このたとえでイエスは、人々が自分は自力で出世したと考えるほど自分自身を欺き、感謝を忘れ、生きる上での真の基盤となること――恵みは神の愛によって、神からの無償の賜物として授かること――を忘れてしまったときに、何が起こるかを、わたしたちに思い起こさせてくださっています。この神への感謝を忘れてしまうと、愛されている、救われていると感じる喜びはなく、愛も救いも必要ないという悲しい思い違いの中で、人は自分の状況と限界に直面することになります。このような人々は愛されることを避け、自分の貪欲さに捕らわれ、他者よりもたくさん持たねばならないとか、他者よりも目立ちたいとか、欲に捕らわれています。このような過程は見苦しく、しばしばわたしたちの中でも起きています。この点について、真摯に受け止めましょう。そこから多くの不満や非難の応酬、多くの誤解や妬みが生まれるからです。怒りに突き動かされると、人は暴力という悪循環に陥ってしまうのです。そうです、親愛なる兄弟姉妹のみなさん、感謝の気持ちがないと、暴力を生み出し、平和がなくなるのです。平和がなくなると、わたしたちが話すときに怒鳴ったりしてしまいます。その一方で、単純に「ありがとう」と言えば、平和を取り戻せるのです。

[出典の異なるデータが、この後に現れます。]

PR #969, opened 2024-02-29
fix(ui-library): icon size behaviour (798)

ChristianHoffmannS2:


davidken91 (dismissed):

JpunktWpunkt (commented):
It looks, that the number input is a little bit broken now, same with the select, tab, text-input Component , also the icon page in storybook looks that they size has grown :)

ChristianHoffmannS2:
> It looks, that the number input is a little bit broken now, same with the select, tab, text-input Component , also the icon page in storybook looks that the size has grown :)

super, thanks!

well, the last one with the icons is fine for now, but the other ones should be addressed.

davidken91 (approved):

JpunktWpunkt (approved):

PR #974, opened 2024-03-01
fix(ui-library): align how hint & error messages are displayed in our component examples

RubirajAccenture:


thrbnhrtmnn (commented):
Hey @RubirajAccenture ,

3 ACs of the issue are not yet met when I look at the branch:
- [x]  TextInput: default error message icon is "undefined" in the Text Input
- [ ]  TextArea: default error message icon is "undefined" in the Text Area
- [ ]  Select: default error message icon is "undefined" in the Select

Also, if you added the tests to make sure, that the error message icon is always undefined per default, we should get errors for this. It seems to me that something is not working here.

RubirajAccenture:
> Hey @RubirajAccenture ,
> 
> 3 ACs of the issue are not yet met when I look at the branch:
> 
> * [ ]   TextInput: default error message icon is "undefined" in the Text Input
> * [ ]   TextArea: default error message icon is "undefined" in the Text Area
> * [ ]   Select: default error message icon is "undefined" in the Select
> 
> Also, if you added the tests to make sure, that the error message icon is always undefined per default, we should get errors for this. It seems to me that something is not working here.

Changes done

packages/ui-library/src/components/checkbox/index.test.ts
```diff
@@ -34,6 +34,20 @@ describe('blr-checkbox', () => {
     expect(className).to.contain('input-control');
   });
 
+  it(' error Icon is set to undefined', async () => {
```
angsherpa456, line 37: Please remove the extra space before the _error Icon_. Also would be nice to have it more contextual while reading by rephrasing it to something like **it('sets the error Icon to undefined')**.

packages/ui-library/src/components/checkbox/index.test.ts
```diff
@@ -34,6 +34,20 @@ describe('blr-checkbox', () => {
...
+      BlrCheckboxRenderFunction({
+        ...sampleParams,
+        errorIcon: undefined,
+      })
+    );
+
+    const checkBox = querySelectorDeep('textarea', element.getRootNode() as HTMLElement);
+    const errorIcon = checkBox?.getAttribute('errorIcon');
+
+    expect(errorIcon).to.be.equal(undefined);
```
angsherpa456, line 48: Could you may be check for undefined directly i.e. expect(errorIcon).beUndefined

packages/ui-library/src/components/radio-group/index.test.ts
```diff
@@ -38,6 +36,20 @@ describe('blr-radio-group', () => {
     expect(className).to.contain('input-control');
   });
 
+  it(' error Icon is set to undefined', async () => {
```
angsherpa456, line 39: Same as first comment.

packages/ui-library/src/components/radio/index.test.ts
```diff
@@ -54,6 +55,20 @@ describe('blr-radio', () => {
     expect(errorClassName).to.contain('error');
   });
 
+  it(' error Icon is set to undefined', async () => {
```
angsherpa456, line 58: same as first comment

packages/ui-library/src/components/select/index.test.ts
```diff
@@ -66,6 +66,20 @@ describe('blr-select', () => {
     expect(errorClassName).to.contain('error');
   });
 
+  it(' error Icon is set to undefined', async () => {
```
angsherpa456, line 69: same as first comment

packages/ui-library/src/components/text-input/index.test.ts
```diff
@@ -121,6 +121,20 @@ describe('blr-text-input', () => {
     expect(errorClassName).to.contain('error');
   });
 
+  it(' error Icon is set to undefined', async () => {
```
angsherpa456, line 124: same as first comment

packages/ui-library/src/components/textarea/index.test.ts
```diff
@@ -117,6 +117,20 @@ describe('blr-textarea', () => {
     expect(disabled).to.be.equal('');
   });
 
+  it(' error Icon is set to undefined', async () => {
```
angsherpa456, line 120: same as first comment

thrbnhrtmnn (commented):
Hey @RubirajAccenture ,

I forgot to list the Number Input in the issue. Can you also add the test to the Number Input?

Also I checked the Storybook pages and found an issue in Text Input and Select, which was not appearing in develop and seems to be introduced within your branch. When hasError=true, the whole input field gets bigger and also the icon disappeared. Could you check that?

thrbnhrtmnn:
As just discussed, here are the findings that were added to the ticket:

Open points:
- Radio: Form Caption Group Example has wrong icon for hint
- Radio Group: Form Caption Group Example has missing icon for error message
- Input Field Text: ErrorMessageIcon should be undefined per default
- Text Area: ErrorMessageIcon should be undefined per default
- Input Field Number: Form Caption Group Example needs to be fixed, the Has Hint example also has a hint message and the hint & error example has a hint incl. message and icon

packages/ui-library/src/components/radio-group/index.test.ts
thrbnhrtmnn: This still needs to be fixed

packages/ui-library/src/components/radio/index.test.ts
thrbnhrtmnn: Please fix this

packages/ui-library/src/components/select/index.test.ts
thrbnhrtmnn: This also still needs a fix

packages/ui-library/src/components/input-field-text/index.test.ts
```diff
@@ -121,6 +121,20 @@ describe('blr-input-field-text', () => {
     expect(errorClassName).to.contain('error');
   });
 
+  it(' error Icon is set to undefined', async () => {
```
thrbnhrtmnn, line 124: Please remove the space before "error Icon"

packages/ui-library/src/components/textarea/index.test.ts
thrbnhrtmnn: Please fix this one

thrbnhrtmnn (changes requested):
Hey @RubirajAccenture , thanks for the updates, here are my findings:
1. It seems to me that there is not yet a test for the input field number to make sure the error message icon is always undefined.
2. The Input Field Text and the Select currently get bigger in height when hasError=true, this should not happen.
3. In the Checkbox Docs, under Form Caption Group the hintMessageIcon should be blrInfo in the secon example (hint and error)

thrbnhrtmnn (approved):
Hey @RubirajAccenture , all points where fixed. I approve the PR, but I also found a very minor topic. If you have time you can fix it as well to improve consistency. I will quickly approve again in case you change something.

faselbaum (approved):

packages/ui-library/src/components/radio-group/index.test.ts
```diff
@@ -36,6 +36,20 @@ describe('blr-radio-group', () => {
...
 
+  it('error Icon is set to undefined', async () => {
+    const element = await fixture(
+      BlrRadioGroupRenderFunction({
+        ...sampleParams,
+        errorIcon: undefined,
+      })
+    );
+
+    const radioGroup = querySelectorDeep('textarea', element.getRootNode() as HTMLElement);
```
angsherpa456, line 47: Please target the correct element, not the textarea.

packages/ui-library/src/components/radio-group/index.test.ts
```diff
@@ -36,6 +36,20 @@ describe('blr-radio-group', () => {
...
+    const errorIcon = radioGroup?.getAttribute('errorIcon');
+
+    expect(errorIcon).to.be.undefined;
```
angsherpa456, line 50: Please adjust similar to prior tests.

packages/ui-library/src/components/radio/index.test.ts
```diff
@@ -54,6 +55,25 @@ describe('blr-radio', () => {
...
+        ...sampleParams,
+        hasError: true,
+        errorIcon: undefined,
+      })
+    );
+
+    const labelWrapper = querySelectorDeep('.label-wrapper', element.getRootNode() as HTMLElement);
+    const captionWrapper = querySelectorDeep('.caption-wraper', labelWrapper?.getRootNode() as HTMLElement);
+    const formCaptions = querySelectorAllDeep('.blr-form-caption', captionWrapper?.getRootNode() as HTMLElement);
+    const formCaptionError = querySelectorDeep('.blr-form-caption', formCaptions[1] as HTMLElement);
```
angsherpa456, line 70: Isn't it possible to target the error inside the form-caption directly just like in other cases? The querySelectorAllDeep is useful if both the hint and error needs to be tested. 
Note: hasHint can be set to false (if not already set in sampleParams) to assure that only one icon exist inside the form-caption.

packages/ui-library/src/components/radio/index.test.ts
```diff
@@ -54,6 +55,25 @@ describe('blr-radio', () => {
...
+
+    const errorIcon = formCaptionError?.getAttribute('errorIcon');
```
angsherpa456, line 72: Please adjust this like other test because this will ends up the line 74 always being truthy.

packages/ui-library/src/components/select/index.test.ts
```diff
@@ -66,6 +66,25 @@ describe('blr-select', () => {
...
+  it('error Icon is set to undefined', async () => {
+    const element = await fixture(
+      BlrSelectRenderFunction({
+        ...sampleParams,
+        hasError: true,
+        errorMessageIcon: undefined,
+      })
+    );
+
+    const labelWrapper = querySelectorDeep('.label-wrapper', element.getRootNode() as HTMLElement);
```
angsherpa456, line 78: Same as above packages/ui-library/src/components/radio/index.test.ts

packages/ui-library/src/components/textarea/index.test.ts
```diff
@@ -118,6 +118,20 @@ describe('blr-textarea', () => {
     expect(disabled).to.be.equal('');
   });
 
+  it('error Icon is set to undefined', async () => {
```
angsherpa456, line 121: Same as above packages/ui-library/src/components/radio/index.test.ts

faselbaum (approved):

angsherpa456:
Hi @RubirajAccenture, the current test code `
const errorIcon = formCaptionError?.getAttribute('errorIcon');
expect(errorIcon).to.not.exist;` 

will end up being a dead code because this test will always be truthy as there will never exist errorIcon attribute which getAttribute is trying to get. Please fix this as suggested in my previous comments.

Secondly, the title of the tests are still mismatch, please make it consistent with 
it('has error Icon set to undefined')..

PR #976, opened 2024-03-04
fix(ui-library, storybook): genericBlrComponentRenderer

### LINKED ISSUE #975: [Bug]: genericBlrComponentRenderer fails with empty props / attributes
### What is affected?

Other (please specify in the description)

## Affected:

- Package: @boiler/ui-library
- Component rendering in Storybook
- Component rendering in component tests
- Component rendering when using when using a different component's render function for composition purposes. E.g: https://github.com/deven-org/boiler/blob/c0de271eebb1204f9e32cf90d43c2c5dbb788ce1/packages/ui-library/src/components/slider-single-value/range-slider/index.ts#L51

## Description

There currently is an issue when passing an empty props or attributes argument to the `genericBlrComponentRenderer` function. Under these circumstances the resulting HTML template will be malformed and is unable to render properly.
This means that components without props will fail to render by default.

### Steps to reproduce

1. Pick a component without properties (or remove props from e.g. the divider component)
2. In the component story call the `<ComponentName>RenderFunction` with an empty object.
3. Run `yarn start` and navigate to the component in Storybook
4. Observe: Component rendering fails

**OR**

1. Pick a component without properties (e.g. remove props from divider)
2. In the component test call the `<ComponentName>RenderFunction` with an empty object.
3. Run `yarn test`
4. Observe: Test renderer fails

### Affected version(s)

@boiler/ui-library@0.0.1

OS: Sonoma 14.0 (23A344)
Browser: 122.0.6261.69 (Official Build) (arm64)
Node: v18.16.1
Package Manager: 4.1.0

### Code of Conduct

faselbaum:
- render util does not produce malformed HTML anymore when `props` or `htmlAttributes` are empty

Closes #975

### DIFF
--- a/packages/ui-library/src/utils/typesafe-generic-component-renderer.ts
+++ b/packages/ui-library/src/utils/typesafe-generic-component-renderer.ts
@@ -6,80 +6,96 @@ export const genericBlrComponentRenderer = <ComponentType extends { [s: string]:
   children?: TemplateResult<1>,
   htmlAttributes?: { [s: string]: string | boolean | number }
 ): TemplateResult<1> => {
-  const templateFragments: string[] = [];
+  let templateFragments: string[] = [];
   const values: unknown[] = [];
   const propEntries = Object.entries(props);
   const attrEntries = Object.entries(htmlAttributes || {});
 
-  // we will get rid of the dots later on by defining bindings within the component property decorator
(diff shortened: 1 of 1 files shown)


JpunktWpunkt (approved):
LGTM

PR #978, opened 2024-03-04
fix(ui-library): adding components prefix

davidken91:


packages/js-example-app/package.json
```diff
@@ -5,8 +5,8 @@
   "private": true,
   "scripts": {
     "test": "echo \"Error: no test specified\" && exit 1",
-    "build-index": "yarn run -T ejs src/index.ejs baseURL=. -o src/assets/index.html",
-    "build-index:prod": "yarn run -T ejs src/index.ejs baseURL=js-example-app -o src/assets/index.html",
+    "build-index": "yarn run -T ejs src/index.ejs componentsPrefix=adac baseURL=. -o src/assets/index.html",
```
angsherpa456, line 8: Is this intentional to have adac as prefix here?

davidken91: No actually, good spot. I'll replace this with blr

packages/ui-library/src/components/button-group/index.stories.ts
```diff
@@ -104,10 +104,7 @@ export const ButtonGroup = (
     })}
   `;
 
-  return html`<div class="wrapper">
-    ${BlrButtonGroupRenderFunction(params, contentButtons)}
-    <div class="wrapper"></div>
-  </div>`;
+  return html` <div class="wrapper">${BlrButtonGroupRenderFunction(params, contentButtons)}</div>`;
```
angsherpa456, line 107: Just a note: The extra space between html and div, can it be removed? Since the space in inside template literal, the extra space might get rendered as well but not sure.

packages/js-example-app/src/index.js
```diff
@@ -1,15 +1,16 @@
...
 const toggleLoadingButton = document.querySelector('#toggleLoadingState');
 const toggleDisabledState = document.querySelector('#toggleDisabledState');
 const logsContainer = document.querySelector('#logs');
 
-const blrButton = document.getElementsByTagName('blr-text-button')[0];
-const blrCheckbox = document.getElementsByTagName('blr-checkbox')[0];
-const blrSelect = document.getElementsByTagName('blr-select')[0];
-const blrTextInput = document.getElementsByTagName('blr-text-input')[0];
-const blrTextArea = document.getElementsByTagName('blr-textarea')[0];
+const button = document.getElementsByTagName(`${componentsPrefix}-text-button`)[0];
```
ChristianHoffmannS2, line 9: couldnt we use the already computed tag names here, from the render functions?
I.e. ButtonGroupTagName.

Maybe we should even include them in out ui-library/src/index.ts as exported variable?

PR #980, opened 2024-03-05
fix(ui-library): harmonised property names

JpunktWpunkt:
#876


davidken91 (dismissed):

thrbnhrtmnn (commented):

One small thing we could fix, while changing the index.stories.ts for the counter would be the text in the "Variant" section: In the text we are saying there is a "default" variant, but it is actually called "neutral".

angsherpa456 (dismissed):
LGTM

packages/ui-library/src/components/counter/index.ts
```diff
@@ -10,26 +10,26 @@ export class BlrCounter extends LitElement {
   static styles = [];
 
   @property() variant: CounterVariantType = 'neutral';
-  @property() current = 0;
-  @property() max = 0;
-  @property() size?: FormSizesType = 'md';
+  @property({ type: Number }) value = 0;
```
angsherpa456, line 13: Can it be more consistent because the type is defined for some and for some its missing.

packages/ui-library/src/components/counter/index.ts
```diff
@@ -10,26 +10,26 @@ export class BlrCounter extends LitElement {
...
   protected render() {
-    if (this.size) {
+    if (this.sizeVariant) {
       const dynamicStyles = this.theme === 'Light' ? [counterLight] : [counterDark];
 
       const classes = classMap({
         'blr-counter': true,
         [this.variant]: this.variant,
-        [`${this.size}`]: this.size,
+        [`${this.sizeVariant}`]: this.sizeVariant,
```
angsherpa456, line 25: For consistency, does this need to be in template literal, can't it be just like in line number 24?

thrbnhrtmnn (commented):
LGTM

packages/ui-library/src/components/counter/index.ts
JpunktWpunkt: I only do that in these case where lit analyze is barking. Apart from that, this is a topic we still need to talk about anyway. From consistent I agree with you.

thrbnhrtmnn (approved):

faselbaum (approved):

PR #981, opened 2024-03-05
fix(ui-library): harmonized property names

JpunktWpunkt:
#878

### DIFF
--- a/packages/ui-library/src/components/form-caption-group/index.ts
+++ b/packages/ui-library/src/components/form-caption-group/index.ts
@@ -10,12 +10,12 @@ import { TAG_NAME } from './renderFunction';
 export class BlrFormCaptionGroup extends LitElement {
   static styles = [formCaptionGroupStyle];
 
-  @property() size: FormSizesType = 'md';
+  @property() sizeVariant: FormSizesType = 'md';
 
   protected render() {
     const classes = classMap({
       'blr-form-caption-group': true,
-      [this.size]: this.size,
+      [this.sizeVariant]: this.sizeVariant,
     });
 
     return html`
--- a/packages/ui-library/src/components/checkbox/index.ts
+++ b/packages/ui-library/src/components/checkbox/index.ts
@@ -303,7 +303,7 @@ export class BlrCheckbox extends LitElement {
                 })}`
               : nothing}
             ${this.hasHint || this.hasError
-              ? BlrFormCaptionGroupRenderFunction({ size: this.size }, captionContent)
+              ? BlrFormCaptionGroupRenderFunction({ sizeVariant: this.size }, captionContent)
               : nothing}
           </div>
         </div>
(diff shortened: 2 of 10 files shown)


angsherpa456 (dismissed):
LGTM

thrbnhrtmnn (commented):
Also LGTM, we can approve and merge once the conflict is solved

packages/ui-library/src/components/slider-two-values/range-legend-min-max-slider/index.test.ts
```diff
@@ -3,50 +3,47 @@ import '@boiler/ui-library/dist';
...
-            expect(point).to.exist;
-        });
-        expect(allRangePoints.length).to.equal(sampleParams.list.length)
+    allRangePoints.forEach((point) => {
+      expect(point).to.exist;
     });
-})
+    expect(allRangePoints.length).to.equal(sampleParams.list.length);
+  });
+});
```
faselbaum, line 49: The formatting changes seem out of scope for this PR and could be removed.
What do you think? I'm curious, especially since i'm new to the team.
Should we just fix these things on the fly whenever we encounter them?

faselbaum (dismissed):

packages/ui-library/src/components/slider-two-values/range-legend-min-max-slider/index.test.ts
JpunktWpunkt: To be honest, I have no glue. I think this came when I solved the merge conflict  from develop. I don't touch this file in this way.

packages/ui-library/src/components/form-caption-group/index.ts
```diff
@@ -10,12 +10,12 @@ import { TAG_NAME } from './renderFunction';
...
   static styles = [formCaptionGroupStyle];
 
-  @property() size: FormSizesType = 'md';
+  @property() sizeVariant: FormSizesType = 'md';
 
   protected render() {
     const classes = classMap({
       'blr-form-caption-group': true,
-      [this.size]: this.size,
+      [this.sizeVariant]: this.sizeVariant,
```
davidken91, line 18: Do we know if the form caption component also needs 'size' to be renamed to 'sizeVariant'?

thrbnhrtmnn: Yes, we do, but it seems that there is not issue for this. @angelicahoyss , can you create one prop alignment issue for the Form Caption as well?

angelicahoyss: @thrbnhrtmnn @davidken91  Yes of course :) Here it is - https://github.com/deven-org/boiler/issues/1011

davidken91 (approved):

thrbnhrtmnn (approved):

では、自分に問うてみましょう。わたしは、いのちと信仰という賜物をいただいていることに気づいているだろうか。わたし自身が賜物だと気づいているだろうか。すべては主の恵みだと信じているだろうか。特に目立った取り柄がなくとも、それらの恵みをいただいており、無償に愛され、救われているのだと理解しているだろうか。そして何よりも、いただいた恵みに対して、「神様ありがとうございます」と言えているだろうか。「ありがとう」と言えているだろうか。人間が共存していくために必要な3つの言葉は「ありがとう」「すみません」「ごめんなさい」です。この3つの言葉を言えているだろうか。「ありがとう」、「すみません」、「ごめんなさい」。この3つの表現を使えているだろうか。「ありがとう」は小さな言葉ですし、「すみません」も些細な表現ですし、ごめんなさい、「ゆるしてください」もささやかな表現です。けれども、その小さく、些細な表現を神と兄弟姉妹たちは、毎日待っているのです。その小さな表現――「ありがとう」「すみません」「ごめんなさい。ゆるしてください」――という表現を日々の生活で言えているだろうか。感謝の仕方を知り、「ありがとう」と言えているだろうか。謝り方を知り、「ゆるしてください」と言えているだろうか。押しつけがましくなく、「すみません」と言えているだろうか。それほど「ありがとう」、「ごめんなさい」、「すみません」という表現は大切なのです。
主をあがめる心を持つ聖マリア、感謝の気持ちを日々わたしたちの心を照らす光としてください。